At the University of California, Los Angeles, the Test of Oral Proficiency (TOP), an internally developed oral proficiency test, is administered to international teaching assistant (ITA) candidates to ensure an appropriate level of academic oral English proficiency. Test taker performances are rated live by two raters according to four subscales. While the subscale scores have potential as valuable feedback to major stakeholders, only a weighted average of the four subscale scores are currently reported and used. This study presents a way of extracting valuable information from the TOP subscale scores. In particular, it investigates an approach to obtaining oral English proficiency profiles based on the subscale score patterns of 960 TOP test takers.
This study utilized item response theory and finite mixture modeling to investigate profiles of academic oral English proficiency in terms of the TOP subscales. A higher-order generalization of the graded response model was formulated to estimate subscale scores that accounted for structural dependencies and rater effects in the observed TOP scores. The estimated scores were clustered using a multivariate normal mixture model to yield subscale score profiles.

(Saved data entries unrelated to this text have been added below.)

PR #744, opened 2024-06-17
New way of finding optimal batch size

BulatVakhitov:
Now optimal batch_size can be found via running `compute_optimal_batch_size` function, which does two steps:

1.  Batch Size Estimation:
    - `predictive` method: This approach runs the model with various batch sizes.
    It then calculates the optimal batch size by solving a linear system of equations,
    `measured_memory = batch_size * item_size + model_size + eps`, to find both item_size and model_size.
    - `bruteforce` method: This approach runs the model with progressively larger batch sizes
    until an Out Of Memory (OOM) error occurs.

2. Optimal Batch Size Calculation:
    The exact optimal batch size is determined using a binary search algorithm.


batchflow/models/torch/base_mixins.py
```diff
@@ -221,6 +222,197 @@ class OptimalBatchSizeMixin:
...
+        )
+
+    def is_out_of_cpu_memory(self, exception):
+        return (
+            isinstance(exception, RuntimeError)
+            and len(exception.args) == 1
+            and "DefaultCPUAllocator: can't allocate memory" in exception.args[0]
+        )
+
+    def is_oom_error(self, exception):
```
SergeyTsimfer, line 250: The entire error parsing part can be simplified to just a few lines in one method

batchflow/models/torch/base_mixins.py
```diff
@@ -221,6 +222,197 @@ class OptimalBatchSizeMixin:
...
+        try:
+            # This is the last thing that should cause an OOM error, but seemingly it can.
+            torch.cuda.empty_cache()
+        except RuntimeError as exception:
+            if not self.is_oom_error(exception):
+                # Only handle OOM errors
+                raise
+
+
+    def _compute_optimal_batch_size(self, method='train', inputs=None, targets=None,
```
SergeyTsimfer, line 267: It is quite strange that this method is "private", while it uses "public" methods inside

SergeyTsimfer: should rename things into:
- `compute_optimal_batch_size`
- `_compute_batch_size_predictive`, maybe with no underscore
- `_compute_batch_size_bruteforce`, maybe with no underscore

Also, as there are now more methods, documentation should be moved from the Mixin to the specific methods

batchflow/models/torch/base_mixins.py
```diff
@@ -221,6 +222,197 @@ class OptimalBatchSizeMixin:
...
+                if self.is_oom_error(exception):
+                    high.append(batch_size[-1])
+                    batch_size.append((high[-1] + low[-1]) // 2)
+                else:
+                    raise # some other error not memory related
+
+            if high[-1] - low[-1] <= 1:
+                break
+
+            self.garbage_collection_cuda()
```
SergeyTsimfer, line 411: move this before the `if/break`: this way, you would not need to call `gc` after the for-loop

batchflow/models/torch/base_mixins.py
```diff
@@ -221,6 +222,197 @@ class OptimalBatchSizeMixin:
...
+                    batch_size.append(batch_size[-1] // factor)
+                    break
+                raise # some other error not memory related
+
+            self.garbage_collection_cuda()
+        self.garbage_collection_cuda()
+        return batch_size[-1], batch_size[-1] * factor
+
+
+    def _run_binary_scaling(self, inputs=None, targets=None, low=2, high=None,
```
SergeyTsimfer, line 348: function is pretty much identical to the previous one: only the way to compute the next tested batch size differs

batchflow/models/torch/base_mixins.py
```diff
@@ -221,6 +222,197 @@ class OptimalBatchSizeMixin:
...
+
+        low = low if isinstance(low, list) else [low]
+        high = high if isinstance(high, list) else [high]
+        batch_size = start_batch_size if isinstance(start_batch_size, list) else [start_batch_size]
+
+        n_iters = int(np.ceil(np.log2(high[-1] - low[-1])))
+        notifier = Notifier(n_iters=n_iters, bar=pbar,
+                            monitors=[{'source': low, 'name': 'low'},
+                                      {'source': high, 'name': 'high'},
+                                      {'source': batch_size, 'name': 'batch_size'}])
```
SergeyTsimfer, line 365: making all of the variables an instance of `list` so that Notifier can track them is not intuitive; while I like the idea, it should be commented in code

batchflow/models/torch/base_mixins.py
```diff
@@ -221,6 +222,197 @@ class OptimalBatchSizeMixin:
...
+            and len(exception.args) == 1
+            and "DefaultCPUAllocator: can't allocate memory" in exception.args[0]
+        )
+
+    def is_oom_error(self, exception):
+        return (self.is_cuda_out_of_memory(exception) or
+                self.is_cudnn_snafu(exception) or
+                self.is_out_of_cpu_memory(exception))
+
+    def garbage_collection_cuda(self):
```
SergeyTsimfer, line 255: hey, if you copy some things from other places, at least re-write them to your (and project) code-style

batchflow/models/torch/base_mixins.py
```diff
@@ -221,6 +222,197 @@ class OptimalBatchSizeMixin:
...
+    def _compute_optimal_batch_size(self, method='train', inputs=None, targets=None,
+                                    start_batch_size=4, max_iters=25, factor=2,
+                                    spread=0.2, use_estimation=False, n=4,
+                                    max_memory=100, pbar='n', tail_size=20,
+                                    frequency=0.05, delta_batch_size=16,
+                                    max_batch_size=1024, max_iters_estimation=2):
+        """ Compute memory usage for multiple batch sizes. """
+
+        # first calculate optimal batch_size estimation
+        if use_estimation:
```
SergeyTsimfer, line 276: would rather have parameter `estimation_method='predictive'/'bruteforce'`

SergeyTsimfer (commented):
- is it true that with `benchmark=False` the predictive optimal batch size computation can be run with much lower `n`, maybe even `n=1`?
- documentation is lacking, both in the master branch and the new implemented methods;
- overall looks good, just a few things to polish:)

batchflow/models/torch/base_mixins.py
```diff
@@ -221,10 +222,255 @@ class OptimalBatchSizeMixin:
...
+                raise
+
+
+    def compute_optimal_batch_size(self, method='train', inputs=None, targets=None,
+                                   start_batch_size=4, max_iters=25, factor=2,
+                                   spread=0.2, estimation_method='bruteforce', n=4,
+                                   max_memory=100, pbar='n', tail_size=20,
+                                   frequency=0.05, delta_batch_size=16,
+                                   max_batch_size=1024, max_iters_estimation=2):
+        """ Computes optimal batch size in two steps:
```
SergeyTsimfer, line 252: `Compute`

batchflow/models/torch/base_mixins.py
```diff
@@ -221,10 +222,255 @@ class OptimalBatchSizeMixin:
...
+        1. Calculate batch size estimation using `predictive` or `bruteforce` method.
+        2. Calculate exact optimal batch size using binary search.
+
+        Parameters
+        ----------
+        method: str
```
SergeyTsimfer, line 258: if the argument should be one of the predefined string values, document it as `method: str, {'option1', 'option2'}`

batchflow/models/torch/base_mixins.py
```diff
@@ -221,10 +222,255 @@ class OptimalBatchSizeMixin:
...
+            Defines in which method (`train` or `predict`) the optimal batch size will
+            be computed. Default: `train`.
+
+        estimation_method: str
+            Whether `bruteforce` or `predictive` estimation method will be used.
+
+        inputs: np.array
```
SergeyTsimfer, line 265: `np.ndarray`

batchflow/models/torch/base_mixins.py
```diff
@@ -221,10 +222,255 @@ class OptimalBatchSizeMixin:
...
+            The inputs to the model, that will be used in optimal batch computation.
+            If none, then the placeholder will be created
```
SergeyTsimfer, line 267: `If not provided`
Also, if you want to explicitly mention `None` value, capitalize the first letter

batchflow/models/torch/base_mixins.py
```diff
@@ -221,10 +222,255 @@ class OptimalBatchSizeMixin:
...
+
+        start_batch_size: int
+            Batch size to start batch_size estimation. If your model is small, you should use larger
+            start_batch_size in order to get accurate optimal batch_size
+
+        max_iters: int
+            Maximum number of binary search iterations.
+
+        factor: int
+            Value by which we multiply batch_size at each iteration. Uses in bruteforce estimation.
```
SergeyTsimfer, line 281: Use quotes to mention other parameters: \`batch_size\`

batchflow/models/torch/base_mixins.py
```diff
@@ -221,10 +222,255 @@ class OptimalBatchSizeMixin:
...
+
+        spread: int
+            Defines how wide the interval for binary search will be. Uses in predictive estimation.
```
SergeyTsimfer, line 284: This value is not an int; also, the documentation gives very little insight into how it works / what values should the user pass

batchflow/models/torch/base_mixins.py
```diff
@@ -221,10 +222,255 @@ class OptimalBatchSizeMixin:
...
+        max_batch_size: int
+            Maximum batch_size
+
+        max_iters_estimation: int
+            Maximum number of batch_size estimation iterations.
+
+        Returns
+        -------
+        optimal_batch_size: int
+            Batch size that perfectly fits in max_memory
```
SergeyTsimfer, line 315: UwU

SergeyTsimfer (commented):
I do like this version a lot more!
What do you think about moving thix mixin into a separate .py file?

batchflow/models/torch/batch_opt_mixin.py
```diff
@@ -0,0 +1,336 @@
+""" Contains mixin for :class:`~.torch.TorchModel` to provide textual and graphical visualizations. """
```
SergeyTsimfer, line 1: Its not

SergeyTsimfer: Also, I would rather name this file `base_batchsize_mixin.py`

SergeyTsimfer (approved):

batchflow/models/torch/batch_opt_mixin.py
BulatVakhitov: What's wrong with `batch_opt_mixin.py`? I think it's more self-explanatory

SergeyTsimfer: All of the mixins for `TorchModel` are now in `base_*.py` files: that is the main reason

BulatVakhitov: Fair enough

batchflow/models/torch/base_batchsize_mixin.py
```diff
@@ -0,0 +1,336 @@
...
+                                    start_batch_size=4, max_iters=15, pbar='n',
+                                    method='train', max_memory=100, frequency=0.01,
+                                    tail_size=20, update_method='bruteforce',
+                                    factor=2):
+        count = 0
+        # if None => make equal distance between low, start_batch_size and high
+        high = high if high is not None else 2 * start_batch_size - low
+
+        # The list is used to show current batch_size in notifier. Current value is the last one.
+        batch_size = start_batch_size if isinstance(start_batch_size, list) else [start_batch_size]
```
HollowPrincess, line 193: Maybe it would be better to separate these values into the two variables: `batch_size` and `batch_size_history`?

batchflow/models/torch/base_batchsize_mixin.py
```diff
@@ -0,0 +1,336 @@
...
+
+                # monitor consumed memory
+                with GPUMemoryMonitor(frequency=frequency) as monitor:
+                    input = inputs or self.make_placeholder_data(batch_size[-1], to_device=False)
+                    input = list(input) if isinstance(input, (tuple, list)) else [input]
+                    input = [item[:batch_size[-1]] for item in input]
+
+                    if method == 'train':
+                        target = targets or self.predict(inputs=input, outputs='predictions')
+                        target = list(target) if isinstance(target, (tuple, list)) else [target]
```
HollowPrincess, line 221: Hmmm, looks like in both cases it is a `list(target)`?

batchflow/models/torch/base_batchsize_mixin.py
HollowPrincess: It is better to use `list(start_batch_size)` instead of `[start_batch_size]`

batchflow/models/torch/base_batchsize_mixin.py
```diff
@@ -0,0 +1,336 @@
...
+                                               tail_size=tail_size, std_threshold=std_threshold)
+            table[batch_size] = info
+
+            # Exit condition
+            batch_size += delta_batch_size
+            if info['memory'] > max_memory or batch_size > max_batch_size:
+                break
+
+        # Make and solve a system of equations for `item_size`, `model_size`
+        matrix = np.array([[batch_size, 1] for batch_size in table.keys()])
```
HollowPrincess, line 281: Maybe it would be better to use preallocation with items assignment instead of comprehension?

batchflow/models/torch/base_batchsize_mixin.py
```diff
@@ -0,0 +1,336 @@
...
+        vector = np.array([value['memory'] for value in table.values()])
+        item_size, model_size = np.dot(np.linalg.pinv(matrix), vector)
+
+        # Compute the `batch_size` to use up to `max_memory`
+        optimal_batch_size = (max_memory - model_size) / item_size
+        optimal_batch_size = int(optimal_batch_size)
```
HollowPrincess, line 287:
```suggestion
        optimal_batch_size = (max_memory - model_size) // item_size
```
If you wanted floor rounding

batchflow/models/torch/base_batchsize_mixin.py
```diff
@@ -0,0 +1,336 @@
...
+
+        return {'batch_size': optimal_batch_size,
+                'item_size': item_size,
+                'model_size': model_size,
+                'table': table}
+
+    def get_memory_utilization(self, batch_size, method='train', inputs=None, targets=None, n=20, frequency=0.05,
+                               time_threshold=3, tail_size=20, std_threshold=0.1):
+        """ For a given `batch_size`, make `inputs` and `targets` and compute memory utilization. """
+        inputs = inputs or self.make_placeholder_data(batch_size, to_device=False) # maybe use to_device=False
```
HollowPrincess, line 297: I can't find the method `make_placeholder_data` in this file.

batchflow/models/torch/base_batchsize_mixin.py
```diff
@@ -0,0 +1,336 @@
...
+
+        # Clear the GPU from potential previous runs
+        self.garbage_collection_cuda()
+        return self._get_memory_utilization(method=method, inputs=inputs, targets=targets, n=n, frequency=frequency,
+                                            time_threshold=time_threshold,
+                                            tail_size=tail_size, std_threshold=std_threshold)
+
+    def _get_memory_utilization(self, method, inputs, targets, n, frequency,
+                                time_threshold, tail_size, std_threshold):
+        """ Run method `n` times and make sure that memory measurements are stable. """
```
HollowPrincess, line 313: Not clear description.

batchflow/models/torch/base_batchsize_mixin.py
```diff
@@ -0,0 +1,336 @@
...
+        with GPUMemoryMonitor(frequency=frequency) as monitor:
+            for _ in range(n):
+                if method == 'train':
+                    _ = self.train(inputs=inputs, targets=targets, microbatch_size=False)
+                elif method == 'predict':
+                    _ = self.predict(inputs=inputs, microbatch_size=False)
+
+        if not self.config.get('benchmark'):
+            data = monitor.data
```
HollowPrincess, line 322: Should be placed before `if`

HollowPrincess (changes requested):

batchflow/models/torch/base_batchsize_mixin.py
HollowPrincess: If it is should be defined in the child class, please, provide an empty method with such a comment.

batchflow/models/torch/base_batchsize_mixin.py
BulatVakhitov: In your implementation optimal_batch_size will be float, because both numenator and denominator are floats. So anyway I have to convert it to int.

batchflow/models/torch/base_batchsize_mixin.py
BulatVakhitov: `start_batch_size` is an integer, so I can't use `list(start_batch_size)`, because it takes only iterable objects.

batchflow/models/torch/base_batchsize_mixin.py
BulatVakhitov: The `make_placeholder_data` method lies in `TorchModel` class. The main idea of mixins to the `TorchModel` class is to split one huge class into several modules for convenience. So following the example of other mixins to this class, I used child's method in a mixin's method.

batchflow/models/torch/base_batchsize_mixin.py
HollowPrincess: You are right, my mistake

batchflow/models/torch/base_batchsize_mixin.py
```diff
@@ -0,0 +1,332 @@
...
+
+        if update_method == 'binary':
+            n_iters = int(np.ceil(np.log2(high - low)))
+            generator = self._binary_batch_size_generator(low=low, high=high, max_memory=max_memory)
+
+        elif update_method == 'bruteforce':
+            n_iters = None
+            generator = self._bruteforce_batch_size_generator(factor=factor, max_memory=max_memory)
+        else:
+            raise ValueError("Wrong update method! Could be `bruteforce` or `binary`")
```
SergeyTsimfer, line 159:
```
Unknown `update_method`: select either `'predictive'` or `'binary'`.
```

SergeyTsimfer (approved):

The mixture model suggested seven profile groups and classified the TOP test takers into the seven groups. The profile groups were then interpreted and labeled based on characteristic score patterns and linguistic background shared by group members.
To achieve a thorough understanding of the resulting profiles, discourse features of test taker performances sampled from different profile groups were closely examined. A small corpus was constructed based on the sampled test taker performances and compared to a reference corpus to explore the overall pattern of TOP test takers' language use. The comparison showed that the TOP test takers tended to use relatively fewer function words than speakers in the reference corpus. Characteristic features of each profile group's discourse were investigated through an identification and examination of discourse organizing lexical bundles. The results suggested that the use of metadiscourse and textual reference bundles with an explicit past reference point might be related to test takers' academic oral English proficiency.